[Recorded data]
══════════════════════════════

PR #1113, opened 2023-03-10
UI changes and yaml file updates

DocGarbanzo:
# Support albumentations in UI and small proposed correction to yaml files

* Change imgaug -> albumentations for image augmentations like blur and brightnessin the UI. 
* Update conda yaml files to remove opencv-headless which clashes w/ opencv. Also Unfreeze numpy version, as 1.23 is not supported in conda channels for py3.7


donkeycar/management/kivy_ui.py
```diff
@@ -853,14 +856,16 @@ def on_aug_list(self, obj, aug_list):
...
+        self.augmentation = ImageAugmentation(self.config, 'AUGMENTATIONS',
+                                              always_apply=True)
         self.on_current_record(None, self.current_record)
 
     def on_trans_list(self, obj, trans_list):
         if not self.config:
             return
         self.config.TRANSFORMATIONS = self.trans_list
-        self.transformation = ImageAugmentation(self.config, 'TRANSFORMATIONS')
+        self.transformation = ImageAugmentation(self.config, 'TRANSFORMATIONS',
```
Ezward, line 867: This doesn't look correct since transformations are no longer handled by ImageAugmention, but rather by ImageTransformations.  But I don't know what this method does; I don't see it called anywhere.

Ezward: Also there are now pre-augmentation and post-augmentation transformations.  So the complete list of transformations is given by 
```
transforms = getattr(cfg, 'TRANSFORMATIONS', []) + getattr(cfg, 'POST_TRANSFORMATIONS', [])
```

DocGarbanzo: `ImageAugmentation` is the class that performs the transformations. Did you rename it or create another one? This one works, I have tested it. But of course we don’t want to have two classes doing the same thing. Ill add the post transformations too.

Ezward: The point of my PR is to refactor the transformation pipeline so it can use standard parts and we can allow users to add a custom transform through configuration.  So to do this I removed transforms from ImageAugmentation and made a new class called ImageTransformations.  There are now two lists for transformations, one that runs prior to augmentation and one that runs post-augmentation.

Ezward:
Note the test failures.  I get these in my branch as well.  If you have insight into this that would be helpful.  I've looked but it is not obvious what is wrong.

Ezward:
Pinning numpy==1.19 fixes the tests.

donkeycar/management/kivy_ui.py
Ezward: See https://github.com/DocGarbanzo/donkeycar/blob/1109-refactor-augmentations-dg/donkeycar/parts/image_transformations.py

donkeycar/management/kivy_ui.py
```diff
@@ -856,16 +861,24 @@ def on_aug_list(self, obj, aug_list):
...
         self.on_current_record(None, self.current_record)
 
     def on_trans_list(self, obj, trans_list):
         if not self.config:
             return
         self.config.TRANSFORMATIONS = self.trans_list
-        self.transformation = ImageAugmentation(self.config, 'TRANSFORMATIONS',
-                                                always_apply=True)
+        self.transformation = ImageTransformations(
+            self.config, 'TRANSFORMATIONS')
```
Ezward, line 873: The way I wrote this you have to pass in the list of transformations, not just the name of the config.  I did this so I could merge the lists to get the complete list for inference;
```
transforms = getattr(cfg, 'TRANSFORMATIONS', []) + getattr(cfg, 'POST_TRANSFORMATIONS', [])
self.transformation = ImageTransformations(self.config, transforms)
```
Even here, since there are two list of tranformations, we have to merge them somehow.  So the above code would use the merged list of transformations.

Ezward: Ok, I see below there is a separate on_post_trans_list().

donkeycar/management/kivy_ui.py
```diff
@@ -856,16 +861,24 @@ def on_aug_list(self, obj, aug_list):
...
+        self.on_current_record(None, self.current_record)
+
+    def on_post_trans_list(self, obj, trans_list):
```
Ezward, line 876: Ok, I see what is going on.  Yes, then we can change the ImageTransformations to take the config name.  I can change the inference to use two parts rather than one.

Ezward:
I has missed pinning numpy==1.19 in ubunty.yaml.  That is probably why the tests are failing.  so if you rebase that should fix the tests.

Ezward:
@DocGarbanzo if the only thing hanging this up is the desire to add all the new transformations into DonkeyUI then I would say we punt that work to another PR.

Ezward:
@DocGarbanzo  I made a change to the way custom transformations are loaded.  It is in image_tranformations.py so you will need to do a rebase and merge that file before you can merge this pull request.

donkeycar/management/kivy_ui.py
DocGarbanzo: Yeah I found this a bit clunky to pass in the config and some attributes of the config. Actually we don't really need the to have flexibility in the attributes, we can just agree on `TRANSFORMATIONS` and `POST_TRANSFORMATIONS` as we are doing it in many other places, too. And doing the logic in the constructor of ImageTransformations.

donkeycar/management/kivy_ui.py
DocGarbanzo: I think it's fine to have one part that uses both lists together.

DocGarbanzo:
@Ezward - I have added the functionality in the UI and this is really useful. Say you apply CROP as a pre-transformation and CANNY as a post. You can see nicely what happens with increased/decreased Brightness and Blur. I've pulled your latest changes but I still need to resolve the CI errors.

https://user-images.githubusercontent.com/47540921/226045236-79d5ca5b-1fa9-4138-afdf-a2e4c4f01af3.mp4

Ezward:
That is seriously cool.  Thanks @DocGarbanzo.  The tests are failing because of an issue with the protobufs; presumably and tensorflow issue.  I'm ok with merging this into my branch I can see if I can deal with there.
```
/usr/local/miniconda/envs/donkey/lib/python3.7/site-packages/google/protobuf/descriptor.py:561: in __new__
    _message.Message._CheckCalledFromGeneratedFile()
E   TypeError: Descriptors cannot not be created directly.
E   If this call came from a _pb2.py file, your generated code is out of date and must be regenerated with protoc >= 3.19.0.
E   If you cannot immediately regenerate your protos, some other possible workarounds are:
E    1. Downgrade the protobuf package to 3.20.x or lower.
E    2. Set PROTOCOL_BUFFERS_PYTHON_IMPLEMENTATION=python (but this will use pure-Python parsing and will be much slower).
E   
E   More information: https://developers.google.com/protocol-buffers/docs/news/2022-05-06#python-updates
________________ ERROR collecting donkeycar/tests/test_torch.py ________________
```

PR #1119, opened 2023-04-04
Upgrade to python 3.9 and TF 2.9

DocGarbanzo:
# Upgrade to python 3.9 and TF 2.9 and bullseye on RPi

This PR is upgrading the DC software on all platforms:
* Host PC
* RPi
* Jetson 

Why do we chose this combination? There are some further code changes required if we move to python 3.10. In addition, TF > 2.9 will not support GPU support on native windows any longer. Hence in the next upgrade we have strongly reduced windows support. 

The code change addresses all required changes to enable the newer version of TF and the camera on RPi as well as some small general improvements. For example the Model now takes an `*args` argument as a second entry in the `run` method so we can handle model with arbitrary input data and not only two. Also the `Interpreter` classes got streamlined and simplified. 

## PC

On the PC we mainly perform the upgrade to py 3.9, TF 2.9 and kivy 2.1.

## Raspberry Pi

We now install Raspberry Pi OS Bullseye 64-bit which comes with improvements in performance and the new camera software. Inferencing the linear model also using Tensorflow 2.9 brings a speedup of about 20% compared to the previous version.

## Jetson

We are supporting Jetson Nano for DC <= 4.5, i.e. the latest version before this. This will require JP 4.5. DC version 5.0 and newer require JP 4.6 on the Jetson Nano and JP 5.0 on the Jetson Xavier. Of these three installations the JP 4.6 is the most tricky one, because we need self built tensorflow wheel, to be installed from the donkeycar/jetson repo and also self build and install our opencv with gstreamer support in order to get the camera working. Not for the faint-harted.


Ezward:
@DocGarbanzo is there a corresponding branch in the docs repo that I can use to test the install instructions?

DocGarbanzo:
> @DocGarbanzo is there a corresponding branch in the docs repo that I can use to test the install instructions? Nevermind, I see it https://github.com/autorope/donkeydocs/tree/Update_to_tf_29

Yes thats the one.

Ezward (approved):
This looks great.  Thank you @DocGarbanzo for all the hard work to get this done.  Also thanks to @TCIII for his testing and work on the Nano.

TCIII:
@DocGarbanzo,

 Some of these supported versions are incorrect in the table at the frontend of the DC Nano/Xavier installation instructions:

Jetson                    Jetpack           Python           Donkey              Tensorflow
Nano                         4.5.2                 3.6             <= 4.5.X                   2.3.1
Xavier/Orin               4.6.2                 3.8              >= 5.X                      2.9

1) JP4.5.2 is not available for downloading for the Nano, only JP4.5.1.
2) Attempting to upgrade JP4.5.1 to JP4.5.2 with the Linux upgrade command results in a corrupted bootloader which causes the Ubuntu Desktop not loading at startup.
3) I assume we are sticking with the NIDIA tensorflow 2.3.1 and not upgrading to tf2.5 as tf2.3.1 requires numpy <1.19.0,>=1.16.0 while tf2.5 requires numpy >=1.19?
4) The Xavier NX, Orin Xavier NX, and Orin Nano can use JP 5.0.x and are not limited to JP4.6.1/2.

Additionally, you still have albumentations in the main branch `setpup.py` file for the Nano running JP4.5.1/2:

`'nano45': [
              'Adafruit_PCA9685',
              'adafruit-circuitpython-ssd1306',
              'adafruit-circuitpython-rplidar',
              'Jetson.GPIO',
              'albumentations',
              'matplotlib',
              'kivy-jetson',
              'pyyaml',
              'plotly'`

Albumentations requires Python >=3.7 and JP4.5.1 and JP4.6.1/2 are using Python 3.6.9.
Also, albumentations installs opencv-python-headless which will override the opencv version installed with JP.

TCIII

PR #1127, opened 2023-05-06
Fix missing data handling

francisduvivier:
This PR is for handling the case of some missing data during data loading better.

In our case we a lot of catalogs with really bad data so we just deleted that from the manifest.

Since the start index is specified in the catalogs, it seems only correct to use it.


francisduvivier:
Tests are failing, so need some more work first. I'll reopen when ready

PR #1132, opened 2023-06-02
Update config.py

phantom-philosopher:
Added ELSE in line 56 to prevent error which occurs when the passed path is not None. If path is not None, cfg tries to load directory, because it is missing the file name at the end.

To test try running the following code (changing constants as needed): MY_PATH = r'/home/pi/mycar/'
MY_FILE = r'myconfig.py'

cfg = dk.load_config(config_path=MY_PATH, myconfig=MY_FILE)

### DIFF
--- a/donkeycar/config.py
+++ b/donkeycar/config.py
@@ -53,6 +53,8 @@ def load_config(config_path=None, myconfig="myconfig.py"):
             local_config = os.path.join(os.path.curdir, 'config.py')
             if os.path.exists(local_config):
                 config_path = local_config
+    else:
+        config_path = os.path.join(config_path, 'config.py')
     
     logger.info(f'loading config file: {config_path}')
     cfg = Config()


donkeycar/config.py
```diff
@@ -53,6 +53,8 @@ def load_config(config_path=None, myconfig="myconfig.py"):
             local_config = os.path.join(os.path.curdir, 'config.py')
             if os.path.exists(local_config):
                 config_path = local_config
+    else:
+        config_path = os.path.join(config_path, 'config.py')
```
DocGarbanzo, line 57: This doesn't look correct, as the variable `config_path` is meant to contain the full path of the `config.py` file. Either you pass this to the function, or it gets auto-generated for you.

DocGarbanzo (changes requested):

PR #1133, opened 2023-06-24
fix cv color conversions

Ezward:
- several of the color conversions were not correctly returning the converted image; returning None instead.  This caused a crash when they were used.
- this commit fixes those and makes all color conversions similar in how they return that converted image
- This also adds a new transform; a version of the trapezoid mask that takes values from the edges of the image like the crop transform does (rather than absoluted image coordinates as the pre-existing trapezoid transform does).

### DIFF
--- a/donkeycar/parts/cv.py
+++ b/donkeycar/parts/cv.py
@@ -24,8 +24,7 @@ class ImgGreyscale:
             return None
 
         try:
-            img_arr = cv2.cvtColor(img_arr, cv2.COLOR_RGB2GRAY)
-            return img_arr
+            return cv2.cvtColor(img_arr, cv2.COLOR_RGB2GRAY)
         except:
             logger.error("Unable to convert RGB image to greyscale")
             return None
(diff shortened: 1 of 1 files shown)


donkeycar/parts/cv.py
```diff
@@ -422,6 +413,62 @@ def shutdown(self):
...
+                mask = np.zeros(image.shape, dtype=np.int32)
+                points = [
+                    [self.upper_left, self.top],
+                    [width - self.upper_right, self.top],
+                    [width - self.lower_right, height - self.bottom],
+                    [self.lower_left, height - self.bottom]
+                ]
+                cv2.fillConvexPoly(mask,
+                                    np.array(points, dtype=np.int32),
+                                    self.fill)
```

══════════════════════════════

## What is expected
Which lines in the data above hold the string "google"? Show each one.

## Response to the task
/usr/local/miniconda/envs/donkey/lib/python3.7/site-packages/google/protobuf/descriptor.py:561: in __new__
E   More information: https://developers.google.com/protocol-buffers/docs/news/2022-05-06#python-updates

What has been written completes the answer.